Extracted records:
PR #198791, opened 2026-05-20
[libc] Fix inet_aton

labath:
The main (in terms of LOC) change is moving the implementation to an internal function in order to avoid the inet_addr->inet_aton dependency.

I also fix a bug where we (mistakenly) accepted whitespace and signs inside the address. I also match the glibc implementation in ignoring the data after the first whitespace.

### DIFF
--- a/libc/src/__support/net/address.cpp
+++ b/libc/src/__support/net/address.cpp
@@ -1,0 +1,65 @@
+//===----------------------------------------------------------------------===//
+//
+// Part of the LLVM Project, under the Apache License v2.0 with LLVM Exceptions.
+// See https://llvm.org/LICENSE.txt for license information.
+// SPDX-License-Identifier: Apache-2.0 WITH LLVM-exception
+//
+//===----------------------------------------------------------------------===//
+///
+/// \file
+/// This file implements helper functions for parsing network addresses.
+///
+//===----------------------------------------------------------------------===//
+
+#include "src/__support/net/address.h"
+#include "src/__support/common.h"
+#include "src/__support/ctype_utils.h"
+#include "src/__support/endian_internal.h"
+#include "src/__support/str_to_integer.h"
+
+namespace LIBC_NAMESPACE_DECL {
+namespace internal {
+
+cpp::optional<in_addr_t> inet_addr(const char *cp) {
+  constexpr int IPV4_MAX_DOT_NUM = 3;
+  in_addr_t parts[IPV4_MAX_DOT_NUM + 1] = {0};
+  int dot_num = 0;
+
+  for (; dot_num <= IPV4_MAX_DOT_NUM; ++dot_num) {
+    // strtointeger skips leading whitespace signs (1.+2.-3. 4), but we don't
+    // want that, so we explicitly check that the first character is a digit.
+    if (!isdigit(*cp))
+      return cpp::nullopt;
+
+    auto result = strtointeger<in_addr_t>(cp, 0);
+    parts[dot_num] = result;
+
+    if (result.has_error() || result.parsed_len == 0)
+      return cpp::nullopt;
+    cp += result.parsed_len;
+    if (*cp == '\0' || isspace(*cp))
+      break;
+    if (*cp != '.')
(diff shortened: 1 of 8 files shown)


libc/src/__support/net/address.cpp
labath, line 1: I wasn't sure where to put the new file. I created a new (and fairly generic) folder, so that it can also house things like the hypothetical address resolver, but I'm open to other suggestions.

libc/src/__support/net/address.cpp
```diff
@@ -0,0 +1,65 @@
...
+  in_addr_t result = 0;
+  for (int i = 0; i <= dot_num; ++i) {
+    in_addr_t max_part = i == dot_num ? (0xffffffffu >> (8 * dot_num)) : 0xffu;
+    if (parts[i] > max_part)
+      return cpp::nullopt;
+    int shift = i == dot_num ? 0 : 8 * (IPV4_MAX_DOT_NUM - i);
+    result |= parts[i] << shift;
+  }
+
+  return LIBC_NAMESPACE::Endian::to_big_endian(result);
```
labath: This actually has to be **LIBC_NAMESPACE**::Endian, because internal::Endian is an implementation detail of the endian class. This makes me a bit unsure if the internal namespace is meant to be an implementation detail of libc as a whole (i.e., pretty much everything should go there), or just an implementation detail of individual parts of libc.

libc/src/__support/net/address.cpp
kaladron: I believe this is correct.

libc/src/__support/net/address.cpp
kaladron: This one I'm less sure of.  @michaelrj-google ?

michaelrj-google: I don't think we've applied consistent standards on what goes in the `internal` namespace vs not. Generally `internal` gets used for code in `__support`, but beyond that it's whatever the author felt like. If I were to write a rule now I'd probably say "use the `internal` namespace for pieces you don't expect to be used by code outside of `__support`" but even that is probably too vague.

libc/src/__support/net/address.cpp
michaelrj-google: code in `__support` is usually header only, though I don't think this is a hard rule. It's more a consequence of frequent use of templates, or desire to share code via hand-in-hand.

michaelrj-google (approved):
LGTM with a few comments

libc/src/__support/net/address.cpp
labath: Is that a request to make this header only? If so, I can, though I'd rather not. :)

I'm also thinking about other network code that could go in here. getaddrinfo in particular is going to be fairly big. While there's no reason that couldn't be made header-only, doing that seems a bit wasteful.

OTOH, one of the problems we'll need to solve there is how to test that code, and *one* possibility is to make that a template (to allow mocking of syscalls). If we go down that path, pretty much all the code is going to have to be in a header anyway...

libc/src/__support/net/address.cpp
labath: That makes sense, and my only problem with that is figuring out how to call this function then, as it sort of really is the *internal* implementation of *inet_addr*. Looking around, I think that has been the problem for many other functions. Like I'm pretty sure that's how the functions in __support/wchar ended up in the internal namespace -- though maybe they're not the best example to follow as they also which file-local static functions, which [is not supposed to happen](https://libc.llvm.org/dev/code_style.html#inline-functions-and-variables-defined-in-header-files). Math functions solve this by creating their own (sub)namespace, so the new version of the patch does the same.

LMK is that's okay.

libc/src/__support/net/address.cpp
michaelrj-google: This code doesn't need to be header only. That's more of a fun fact. Jeff has been talking about making some syscall mocking system, but I don't think we're there yet. For now my policy has been that we need to test our code but not the kernel's code. We should try to make a syscall wrapper pass and fail in the test since that will exercise the branches, but we don't need to test all behaviors.

PR #198793, opened 2026-05-20
[flang-rt] Remove library dependency from flang-rt to offload

jhuber6:
Summary:
We need the offload project's RPC thread to handle the IO requests
originating from the GPU. Previously we did the 'easy' solution and just
linked this handler directly into the offload proejct. This is not ideal
because it prevents people's ability to build and configure libraries
separately.

This PR inverts the dependency, flang-rt now conditionally enables
support using the existing RPC callback mechanism. The cost is that
every flang-rt program now pays the cost of a boolean compare, the
benefit is the libraries are now independent of each-other.

### DIFF
--- a/flang-rt/lib/runtime/CMakeLists.txt
+++ b/flang-rt/lib/runtime/CMakeLists.txt
@@ -111,6 +111,8 @@ set(host_sources
 )
 if (TARGET llvm-libc-common-utilities)
   list(APPEND host_sources io-api-server.cpp)
+  set_property(SOURCE environment.cpp APPEND PROPERTY
+    COMPILE_DEFINITIONS FLANG_RT_HAS_RPC_SERVER)
 endif()
 
 # Sources that can be compiled directly for the GPU.
--- a/flang-rt/lib/runtime/CMakeLists.txt
+++ b/flang-rt/lib/runtime/CMakeLists.txt
@@ -111,7 +111,7 @@ set(host_sources
 )
 if (TARGET llvm-libc-common-utilities)
   list(APPEND host_sources io-api-server.cpp)
-  set_property(SOURCE environment.cpp APPEND PROPERTY
+  set_property(SOURCE main.cpp APPEND PROPERTY
     COMPILE_DEFINITIONS FLANG_RT_HAS_RPC_SERVER)
 endif()
 
--- a/flang-rt/lib/runtime/environment.cpp
+++ b/flang-rt/lib/runtime/environment.cpp
@@ -8,6 +8,7 @@
 
 #include "flang-rt/runtime/environment.h"
 #include "environment-default-list.h"
+#include "io-api-gpu.h"
 #include "flang-rt/runtime/memory.h"
 #include "flang-rt/runtime/tools.h"
 #include <cstdio>
@@ -267,6 +268,11 @@ void ExecutionEnvironment::Configure(int ac, const char *av[],
       PostConfigEnvCallback[i](ac, av, env, envDefaults);
     }
   }
+
+  // Registers the IO handlers with the offloading runtime only if present.
+#ifdef FLANG_RT_HAS_RPC_SERVER
+  Fortran::runtime::io::RegisterRPCHandlers();
+#endif
 }
 
 const char *ExecutionEnvironment::GetEnv(
--- a/flang-rt/lib/runtime/environment.cpp
+++ b/flang-rt/lib/runtime/environment.cpp
@@ -8,7 +8,6 @@
 
 #include "flang-rt/runtime/environment.h"
 #include "environment-default-list.h"
-#include "io-api-gpu.h"
 #include "flang-rt/runtime/memory.h"
 #include "flang-rt/runtime/tools.h"
 #include <cstdio>
@@ -268,11 +267,6 @@ void ExecutionEnvironment::Configure(int ac, const char *av[],
       PostConfigEnvCallback[i](ac, av, env, envDefaults);
     }
   }
-
-  // Registers the IO handlers with the offloading runtime only if present.
-#ifdef FLANG_RT_HAS_RPC_SERVER
-  Fortran::runtime::io::RegisterRPCHandlers();
-#endif
 }
 
 const char *ExecutionEnvironment::GetEnv(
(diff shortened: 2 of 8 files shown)


flang-rt/lib/runtime/environment.cpp
```diff
@@ -267,6 +268,11 @@ void ExecutionEnvironment::Configure(int ac, const char *av[],
       PostConfigEnvCallback[i](ac, av, env, envDefaults);
     }
   }
+
+  // Registers the IO handlers with the offloading runtime only if present.
+#ifdef FLANG_RT_HAS_RPC_SERVER
+  Fortran::runtime::io::RegisterRPCHandlers();
+#endif
```
Meinersbur: I think this fits better into `ProgramStart` in `main.cpp`. RPC handlers is not about env vars and there already is a comment about IO.

flang-rt/lib/runtime/io-api-server.cpp
```diff
@@ -292,10 +292,20 @@ rpc::RPCStatus HandleOpcodesImpl(rpc::Server::Port &port) {
...
+} // anonymous namespace
+
+using RPCCallbackTy = std::uint32_t (*)(void *, std::uint32_t);
+
+// COFF workaround for the lack of weak symbols, copied from the sanitizers.
+#if defined(_MSC_VER)
+extern "C" void register_rpc_callback_stub(RPCCallbackTy) {}
+#pragma comment(linker, \
+    "/alternatename:__tgt_register_rpc_callback=" \
+    "register_rpc_callback_stub")
```
Meinersbur, line 307: Where is `register_rpc_callback_stub` implemented?

flang-rt/lib/runtime/io-api-server.cpp
```diff
@@ -292,10 +292,20 @@ rpc::RPCStatus HandleOpcodesImpl(rpc::Server::Port &port) {
...
+#endif
+
+static std::uint32_t HandleRPCOpcodes(void *raw, std::uint32_t numLanes) {
```
Meinersbur, line 311: Could you add a comment what this function does?

You removed the line
```
// Used for I/O from the offloading device.
```
In addition to "used" to, it would be good what calls it, when it is called, and what it is doing.

flang-rt/lib/runtime/io-api-server.cpp
jhuber6: Right above, it's an empty function, but if the runtime symbol exists it will override it to provide a similar interface to extern weak. I believe that's how it works on Windows.

Meinersbur: OK, I learned to see one-line extern "C" as declaration, not definition. Sorry.

Could you add a comment into the implementation such as
```
extern "C" void register_rpc_callback_stub(RPCCallbackTy) {
  // This function is only called when liboffload with the actual __tgt_register_rpc_callback implementation is not present; do nothing if liboffload is not loaded as there are no RPC calls to receive.
}
```

flang-rt/lib/runtime/CMakeLists.txt
```diff
@@ -111,6 +111,8 @@ set(host_sources
 )
 if (TARGET llvm-libc-common-utilities)
```
Meinersbur, line 112: [unrelated to this PR] If I read this correctly, `include(FindLibcCommonUtils)` in `flang-rt/CMakeLists.txt` will ensure that `llvm-libc-common-utilities` is always created, making `if (TARGET llvm-libc-common-utilities)` unnecessary.

Meinersbur (approved):
LGTM, thanks

flang-rt/lib/runtime/CMakeLists.txt
jhuber6: This was defensive, I might remove it in a follow up. Basically I was just guarding in the case that anyone extracts `flang-rt` only without `libc/` but that's probably not common.

Meinersbur: It doesn't even compile without it:
```cpp
ld.lld: error: undefined symbol: Fortran::runtime::io::RegisterRPCHandlers()
>>> referenced by main.cpp
>>>               main.cpp.o:(_FortranAProgramStart) in archive /home/meinersbur/src/llvm/main/release/lib/clang/23/lib/x86_64-unknown-linux-gnu/libflang_rt.runtime.a
clang++: error: linker command failed with exit code 1 (use -v to see invocation)
```

I don't think we need (or want to) support random changes to the repository checkout. The top-level directories have not been independent for some time now, and flang-rt has always cross-referenced flang/.

jhuber6: Fair enough, I'll land this and remove that guard. I think this PR made it not work anyway.

kkwli:
@jhuber6 The patch causes the undefined symbol error on MacOS.
```
Undefined symbols for architecture arm64:
  "___tgt_register_rpc_callback", referenced from:
      Fortran::runtime::io::RegisterRPCHandlers() in io-api-server.cpp.o
      Fortran::runtime::io::RegisterRPCHandlers() in io-api-server.cpp.o
ld: symbol(s) not found for architecture arm64

```

cc @luporl

jhuber6:
> @jhuber6 The patch causes the undefined symbol error on MacOS.
> 
> ```
> Undefined symbols for architecture arm64:
>   "___tgt_register_rpc_callback", referenced from:
>       Fortran::runtime::io::RegisterRPCHandlers() in io-api-server.cpp.o
>       Fortran::runtime::io::RegisterRPCHandlers() in io-api-server.cpp.o
> ld: symbol(s) not found for architecture arm64
> ```
> 
> cc @luporl

Honestly, we don't even support offloading on MacOS, but I would've expected this to work. Could you share what you get for `clang --print-target-triple`? Means that this is not working for some reason.
```c
#elif defined(__APPLE__)
extern "C" void __tgt_register_rpc_callback(RPCCallbackTy)
    __attribute__((weak_import));
#else
```

kkwli:
> 
> Honestly, we don't even support offloading on MacOS, but I would've expected this to work. Could you share what you get for `clang --print-target-triple`? Means that this is not working for some reason.
> 
> ```c
> #elif defined(__APPLE__)
> extern "C" void __tgt_register_rpc_callback(RPCCallbackTy)
>     __attribute__((weak_import));
> #else
> ```

```
% clang --print-target-triple
arm64-apple-darwin24.6.0
```

mmuetzel:
Could it matter that `___tgt_register_rpc_callback` in the undefined symbol error has three leading `_`, but the `extern "C"` function declaration has only two?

- **Assigned task**: Quote exactly the stretch of lines above that starts at the first one and ends at the line with "cp += result.parsed_len;", and nothing beyond it.

- **Written response**:
PR #198791, opened 2026-05-20
[libc] Fix inet_aton

labath:
The main (in terms of LOC) change is moving the implementation to an internal function in order to avoid the inet_addr->inet_aton dependency.

I also fix a bug where we (mistakenly) accepted whitespace and signs inside the address. I also match the glibc implementation in ignoring the data after the first whitespace.

### DIFF
--- a/libc/src/__support/net/address.cpp
+++ b/libc/src/__support/net/address.cpp
@@ -1,0 +1,65 @@
+//===----------------------------------------------------------------------===//
+//
+// Part of the LLVM Project, under the Apache License v2.0 with LLVM Exceptions.
+// See https://llvm.org/LICENSE.txt for license information.
+// SPDX-License-Identifier: Apache-2.0 WITH LLVM-exception
+//
+//===----------------------------------------------------------------------===//
+///
+/// \file
+/// This file implements helper functions for parsing network addresses.
+///
+//===----------------------------------------------------------------------===//
+
+#include "src/__support/net/address.h"
+#include "src/__support/common.h"
+#include "src/__support/ctype_utils.h"
+#include "src/__support/endian_internal.h"
+#include "src/__support/str_to_integer.h"
+
+namespace LIBC_NAMESPACE_DECL {
+namespace internal {
+
+cpp::optional<in_addr_t> inet_addr(const char *cp) {
+  constexpr int IPV4_MAX_DOT_NUM = 3;
+  in_addr_t parts[IPV4_MAX_DOT_NUM + 1] = {0};
+  int dot_num = 0;
+
+  for (; dot_num <= IPV4_MAX_DOT_NUM; ++dot_num) {
+    // strtointeger skips leading whitespace signs (1.+2.-3. 4), but we don't
+    // want that, so we explicitly check that the first character is a digit.
+    if (!isdigit(*cp))
+      return cpp::nullopt;
+
+    auto result = strtointeger<in_addr_t>(cp, 0);
+    parts[dot_num] = result;
+
+    if (result.has_error() || result.parsed_len == 0)
+      return cpp::nullopt;
+    cp += result.parsed_len;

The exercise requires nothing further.